SmartHeat Inc. Stock Downgraded (HEAT)
- The company, on the basis of change in net income from the same quarter one year ago, has significantly underperformed when compared to that of the S&P 500 and the Machinery industry. The net income has significantly decreased by 136.0% when compared to the same quarter one year ago, falling from $11.11 million to -$4.00 million.
- Return on equity has greatly decreased when compared to its ROE from the same quarter one year prior. This is a signal of major weakness within the corporation. Compared to other companies in the Machinery industry and the overall market, SMARTHEAT INC's return on equity significantly trails that of both the industry average and the S&P 500.
- The gross profit margin for SMARTHEAT INC is currently lower than what is desirable, coming in at 34.80%. It has decreased from the same quarter the previous year. Along with this, the net profit margin of -24.10% is significantly below that of the industry average.

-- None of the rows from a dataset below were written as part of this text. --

Issue #20, opened 2024-12-09
[connectors/kobotoolbox] Clean up and improve `kobo_responses.py` script


rudokemper:
The `kobo_responses.py` script could use some refactoring to be cleaned up and streamlined post-Dagster port, similar to what's been done for CoMapeo. In so doing, let's:

- [x] add docstrings to document functions
- [x] remove unused vars
- [x] use `_geolocation` fields to construct `g__type` and `g__coordinates`
- [x] better sanitizing so that letters with diacritics are not erased but rewritten as the base letter without marking

PR #45, opened 2024-12-20
For KoboToolbox, construct `g__` fields from `_geolocation` field

rudokemper:
## Goal

Toward https://github.com/ConservationMetrics/gc-scripts-hub/issues/20. This is stacked on PR https://github.com/ConservationMetrics/gc-scripts-hub/pull/44.

## What I changed

* Added a `transform_form_data` function where we can make transformations to the form data as needed.
* Currently, I am only using this to do one thing: take `_geolocation` to construct `g__type` and `g__coordinates` fields (this seemingly was forgotten in the transition from frizzle-thespian to frizzle-dagster).
* In the future we can also use this function to remove any unwanted fields e.g. meta content.

## What I'm not doing here

I went down a rabbit hole of investigating whether `_geolocation` is ever anything other than a Point. There are polygon and line field options in KoboToolbox but these are never set as `_geolocation`. So I kept things simple and opted not to touch any polygon or line geometry content; it's impossible to know deterministically if these optional fields are ever the intended primary geometry of a given form.

### DIFF
--- a/f/connectors/kobotoolbox/kobotoolbox_responses.py
+++ b/f/connectors/kobotoolbox/kobotoolbox_responses.py
@@ -42,10 +42,10 @@ def main(
         kobo_server_base_url, kobo_api_key, form_id, attachment_root
     )
 
-    prepared_form_data = prepare_form_data(form_data)
+    transformed_form_data = transform_form_data(form_data)
 
     db_writer = KoboDBWriter(conninfo(db), db_table_name)
-    db_writer.handle_output(prepared_form_data)
+    db_writer.handle_output(transformed_form_data)
     logger.info(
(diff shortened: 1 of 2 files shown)


f/connectors/kobotoolbox/kobotoolbox_responses.py
```diff
@@ -145,6 +147,30 @@ def download_form_responses_and_attachments(
     return form_submissions
 
 
+def transform_form_data(form_data):
```
IamJeffG, line 150:
```suggestion
def format_geometry_fields(form_data):
```

or some other name that gives a clue that this is about geometry (as opposed to anything else)

IamJeffG (approved):

PR #47, opened 2024-12-30
Apply `shorten_and_uniqify` to column table

rudokemper:
## Goal

This is stacked on PR https://github.com/ConservationMetrics/gc-scripts-hub/pull/44.

In a recent run for one of our users, I noticed that a very long table name resulted in an error when trying to create the columns mapping table. This is because the `db_table_name` had a length of 58 chars, and currently, we brute append `__columns` to the table name, thus violating Postgres's 63 char limit for table names. 

This PR aims to solve that by applying the `shorten_and_uniqify` function (with a `maxlen=54` argument) to the column table name before appending `__columns`.

## What I changed

* Tweaked the language in `shorten_and_uniqify` to reflect usage for many identifiers, not just keys.
* At the very beginning of the `handle_output` method, create a `columns_table_name` string with the function applied with 54 maxlen and `__column` appended, and use that throughout.
* Added a unit test to test the desired behavior for `__column` rewrites.

## What I'm not doing here

Addressing a case when `db_table_name` itself is > 63 chars! Right now we use this argument as given and don't transform it in any way. But I thought to leave that for a different PR, because the same is true for `alerts` and `comapeo` connectors. Maybe there is a way to set a validation in the `script.yaml` file.

### DIFF
--- a/f/connectors/kobotoolbox/kobotoolbox_responses.py
+++ b/f/connectors/kobotoolbox/kobotoolbox_responses.py
@@ -204,32 +204,32 @@ def _drop_nonsql_chars(s):
     return re.sub(r"[ ./?\[\]\\,<>(){}]", "", s)
 
 
-def _shorten_and_uniqify(key, conflicts, maxlen):
-    """Shorten a key and ensure its uniqueness within a set of conflicts.
+def shorten_and_uniqify(identifier, conflicts, maxlen):
+    """Shorten an identifier and ensure its uniqueness within a set of conflicts.
 
-    This function truncates a key to a specified maximum length and appends a
-    numeric suffix if necessary to ensure uniqueness within a set of conflicting keys.
+    This function truncates an identifier to a specified maximum length and appends a
+    numeric suffix if necessary to ensure uniqueness within a set of conflicting identifiers.
 
     Parameters
     ----------
-    key : str
-        The original key to be shortened and made unique.
+    identifier : str
+        The original identifier to be shortened and made unique.
     conflicts : set
-        A set of keys that the new key must not conflict with.
+        A set of identifiers that the new identifier must not conflict with.
     maxlen : int
-        The maximum allowed length for the key.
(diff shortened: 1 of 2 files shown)


f/connectors/kobotoolbox/kobotoolbox_responses.py
```diff
@@ -469,12 +468,15 @@ def handle_output(self, all_submissions):
         all_submissions : list of dict
         """
         table_name = self.table_name
+        columns_table_name = (
```
IamJeffG, line 471: Add a code comment highlighting that we are NOT using the "uniqify" feature of this function (by passing the empty set of existing names).

Or else don't call that function at all (I'd argue it's a bit misleading to do so) and instead just

```suggestion
        columns_table_name = f"{table_name[:54]}__columns"
```

Note that if you had two very long responses tables with similar prefixes, they might clobber each other's column tables.  It's not the end of the world, as I assume they should nonetheless end up remapped correctly!

IamJeffG (approved):
I wonder if this solution is too clever. Would it be better to add a constraint on the Windmill input that you cannot type names > 54 chars in length? (And add an assertion here to fail if it somehow gets one anyway)

Or maybe do the first anyway, even if you keep these changes.

f/connectors/kobotoolbox/kobotoolbox_responses.py
rudokemper: Ah, much more straightforward, like `slice` in javascript. Great, thanks.

rudokemper:
> Would it be better to add a constraint on the Windmill input that you cannot type names > 54 chars in length?

Fair point! As I mentioned in the PR, we have to add a constraint for table names regardless.

I will still keep the changes so as to only write the `__columns` name once (with your suggestion to slice instead of using the uniqify function), but I'll open a new issue about char limit for table names across the scripts.

PR #52, opened 2024-12-31
Switch alerts `_id` column to UUID type

rudokemper:
## Goal

A real alerts `_id` value for one of our users has 20 characters, which is "out of range" for Postgres BIGINT column (limit: 9223372036854775807, 19 chars). Since this `_id` field is not computationally relevant, it's better off being NUMERIC which has virtually unlimited precision.

### DIFF
--- a/f/connectors/alerts/alerts_gcs.py
+++ b/f/connectors/alerts/alerts_gcs.py
@@ -425,7 +425,7 @@ class AlertsDBWriter:
             query = sql.SQL("""
             CREATE TABLE IF NOT EXISTS {table_name}
             (
-                _id character varying(36) NOT NULL PRIMARY KEY,
+                _id uuid PRIMARY KEY,
                 -- These are found in "properties" of an alert Feature:
                 alert_id text,
                 alert_type text,
--- a/f/connectors/alerts/alerts_gcs.py
+++ b/f/connectors/alerts/alerts_gcs.py
@@ -9,6 +9,7 @@
 
 import json
 import logging
+import uuid
 from io import StringIO
 from pathlib import Path
 
@@ -424,8 +425,9 @@ class AlertsDBWriter:
             query = sql.SQL("""
             CREATE TABLE IF NOT EXISTS {table_name}
             (
-                _id numeric NOT NULL PRIMARY KEY,
+                _id character varying(36) NOT NULL PRIMARY KEY,
                 -- These are found in "properties" of an alert Feature:
+                alert_id text,
                 alert_type text,
                 area_alert_ha double precision,  -- only present for polygon
                 basin_id bigint,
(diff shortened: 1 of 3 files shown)


rudokemper:
Of course, the column could also be set as TEXT, although we have no reason to expect any characters other than numbers.

IamJeffG (commented):
`numeric` is valid but will be slowest and possibly take the most storage of your options.

For simplicity I would go with `text` or `uuid` (the latter is most efficient in time and space, but will require you to do the ol' `uuid5(namespace, the_hash)`  thing)

rudokemper:
@IamJeffG I took your suggestion to implement UUID insofar as it matches what we do for `alerts__metadata`'s primary key.

I wasn't sure what to use for the namespace. I opted for DNS as a standard, to avoid having to generate our own.

f/connectors/alerts/alerts_gcs.py
```diff
@@ -424,8 +425,9 @@ def _create_alerts_table(self, table_name):
             query = sql.SQL("""
             CREATE TABLE IF NOT EXISTS {table_name}
             (
-                _id numeric NOT NULL PRIMARY KEY,
+                _id character varying(36) NOT NULL PRIMARY KEY,
```
IamJeffG, line 428: this would be

`_id uuid PRIMARY KEY`

f/connectors/alerts/tests/alerts_gcs_test.py
```diff
@@ -39,7 +40,7 @@ def _upload_blob(bucket, source_file_name, destination_blob_name):
         "100/raster/2023/09/S2_T1_202309900112345671.tif",
     ]
     for filename in alerts_filenames:
-        source_path = os.path.join(assets_directory, os.path.basename(filename))
+        source_path = Path(assets_directory) / Path(filename).name
```
IamJeffG, line 43: There is (and was before) a super subtle bug here, that would only raise itself if you're running the test suite on a Windows machine.  (At least I think this to be true, and I have seen something like it in the past before)

Basically the `/` operator will, on windows, become a `\`.  That's fine if you're constructing a path for the local filesystem, but this path is not a local file, it's a blob and needs to be `/`

One way (maybe there are others) to do this right would be

```suggestion
        source_path = posixpath.join(assets_directory, Path(filename).name)
```

with an `import posixpath` at top

IamJeffG: Not tested, but you might also have luck with:

```suggestion
        source_path = PosixPath(assets_directory) / PosixPath(filename).name
```

IamJeffG (approved):

f/connectors/alerts/tests/alerts_gcs_test.py
rudokemper: I'll turn this into its own issue since we use this convention in many places in the repo.

IamJeffG: That's fine.  I think most of the places we use this convention, it is correct -- by which I mean we are referring to the local file system, or a network mount that's exposed as a local file system.

This is one of the few (only) cases I'm aware of where we're dealing with blob storage names.

PR #53, opened 2024-12-31
Set default value for `str_replace` in KoboDBWriter class

rudokemper:
## Goal

I noticed in production instances that KoboToolbox questions like `group1/question` are being rewritten as `questiongroup1` columns. The desired format is `question__group1`.

The reason for this is that we are not currently supplying a `str_replace` list of string replacement tuples to `sanitize()`. 

* In frizzle-thespian, we [provided `str_replace` as an optional `FRIZZLE_CONFIG` var](https://github.com/ConservationMetrics/frizzle-thespian/blob/5d9f338be119320c0d7ee97f029a46a9999d9d69/components/warehouse/__init__.py#L129). 
* In frizzle-dagster, we [provided a default value for `str_replace` in the `sanitize()` function itself](https://github.com/ConservationMetrics/frizzle-dagster/blob/cd89c04bf58c819466a074fd8ebb3f13df0bfa73/dagster/core/core/postgres_io.py#L839).

Here, I am opting to align with how we provide a default value for `reverse_properties_separated_by` in the class `__init__` method. This will make it straightforward to pass arguments for these properties in the future if needed.

### DIFF
--- a/f/connectors/kobotoolbox/kobotoolbox_responses.py
+++ b/f/connectors/kobotoolbox/kobotoolbox_responses.py
@@ -309,10 +309,10 @@ class KoboDBWriter:
         automatically handles table width resizing, row-level updates, most data type
         conversions, and sanitizing kobo field names to be SQL-compatible.
 
-        Example of using `reverse_properties_separated_by`:
+        Example of using `reverse_properties_separated_by` and `str_replace`:
         - incoming field => `{"group1/group2/question": "How do you do?"}`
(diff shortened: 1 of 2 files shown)


IamJeffG (approved):
Thanks

I think you can also remove this TODO now:

https://github.com/ConservationMetrics/frizzle-dagster/blob/cd89c04bf58c819466a074fd8ebb3f13df0bfa73/dagster/core/core/postgres_io.py#L838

- Despite any intermediate fluctuations, we have only bad news to report on this stock's performance over the last year: it has tumbled by 90.53%, worse than the S&P 500's performance. Consistent with the plunge in the stock price, the company's earnings per share are down 129.41% compared to the year-earlier quarter. Naturally, the overall market trend is bound to be a significant factor. However, in one sense, the stock's sharp decline last year is a positive for future investors, making it cheaper (in proportion to its earnings over the past year) than most other stocks in its industry. But due to other concerns, we feel the stock is still not a good buy right now.
- SMARTHEAT INC has exprienced a steep decline in earnings per share in the most recent quarter in comparison to its performance from the same quarter a year ago. This company has reported somewhat volatile earnings recently. We feel it is likely to report a decline in earnings in the coming year. During the past fiscal year, SMARTHEAT INC increased its bottom line by earning $0.68 versus $0.60 in the prior year. For the next year, the market is expecting a contraction of 169.1% in earnings (-$0.47 versus $0.68).